Who am I? – Part the First

Who am I?

I think I’ve gotten lost somewhere along the way.  And I think I need to figure out who I am so I will know where to go.

So who am I?

I will start with the books and magazines on my shelves.  There are lots of books!  I like books.  I got that from my dad.  He liked books, too.  So, what books do I have?  I have some romances:  Emilie Loring, Grace Livingston Hill, Georgette Heyer.  I love Georgette Heyer!  She is great!  But I don’t really read romances any more.  They make me too sad.  I read mysteries.  I check them out from the library.

The other books I have are ones on gardening and decorating.  More on gardening, though, than decorating.  I have some books on health.  I have some books on homeschooling.  (I’ve homeschooled my daughters all their lives.)  And I have books on marriage.  Plenty of books on marriage. The Total Woman. Men & Women – Enjoying the Differences. Men are from Mars, Women are from Venus. Created to be His Help-Meet. Sacred Influence. The Act of Marriage. The Proper Care and Feeding of Husbands. The Proper Care and Feeding of Marriage. For Better or For Best. Solomon on Sex. Holy Sex. Intended for Pleasure. His Needs, Her Needs. The Five Love Languages. The Surrendered Wife.  And there are probably a couple more somewhere.  But I think you get the idea.

The magazines are similar to the books.  Some homeschool magazines, but not many.  Gardening magazines.  Love those!  Romantic Homes magazine – before it changed.  Victoria magazine – both old and new.

So who am I?

My marriage is a mess.  I’m not saying the books aren’t right, that they don’t have tons of good information.  I’m just saying my marriage is a mess.

Homeschooling.  Well, I have one daughter in college and anther one who will be in less than a year.  The homeschooling part is pretty much done.  Wow.  I hadn’t really concretely thought about that.  I started homeschooling about 16 years ago (unless you want to start from the day my first one was born!  which you could easily do).  But I guess that phase is about over.  Wow.  Have to think about that some more.

Decorating.  I would love a beautiful, peaceful home.  I have some really pretty things.  But I have not repainted all of my walls and there is still way too much ugly in my house.  You know, like ancient carpet and old linoleum.  Um, and a leaking roof and a rotting floor. And too much clutter.  And too much sadness.

I still love gardening.  I don’t do it enough.  Sometimes I wish I could just live in my garden.

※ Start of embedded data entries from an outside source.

PR #11, opened 2019-08-19
Build/third parties

panquez:
Changing filesystem third party and create a wrapper to minizip features


cmake/OpenGeode.cmake
```diff
@@ -28,24 +28,20 @@ include("${UTILS_FILE}")
...
-)
-
 copy_windows_binaries(Async++)
 
 # Install OpenGeode third-parties
 install(
     DIRECTORY
         ${ASYNCPLUSPLUS_INSTALL_PREFIX}/
         ${BITSERY_INSTALL_PREFIX}/
+        ${MINIZIP_INSTALL_PREFIX}/
```
BotellaA: Minizip is still static ? If so, no need to install it

include/geode/georepresentation/io/detail/geode_boundary_representation_input.h
```diff
@@ -45,13 +37,9 @@ namespace geode
...
             : BRepInput( brep, std::move( filename ) )
         {
-            mz_zip_reader_create( &reader_ );
         }
 
-        ~OpenGeodeBRepInput()
-        {
-            mz_zip_reader_delete( &reader_ );
-        }
+        ~OpenGeodeBRepInput() {}
```
BotellaA: Are these destructors useful ?

include/geode/georepresentation/io/zip_file.h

I also have most of the books I had as a little girl.  Children’s books.  Poetry books. Educational books.  I hold on a lot, I think, to things.  Books maybe are a connection to my dad like the jars are to my mom.  But I don’t have my dad.  He died when I was 21.   I don’t read most of my books.  Maybe most of them are just a security blanket.

A security blanket.

A security blanket.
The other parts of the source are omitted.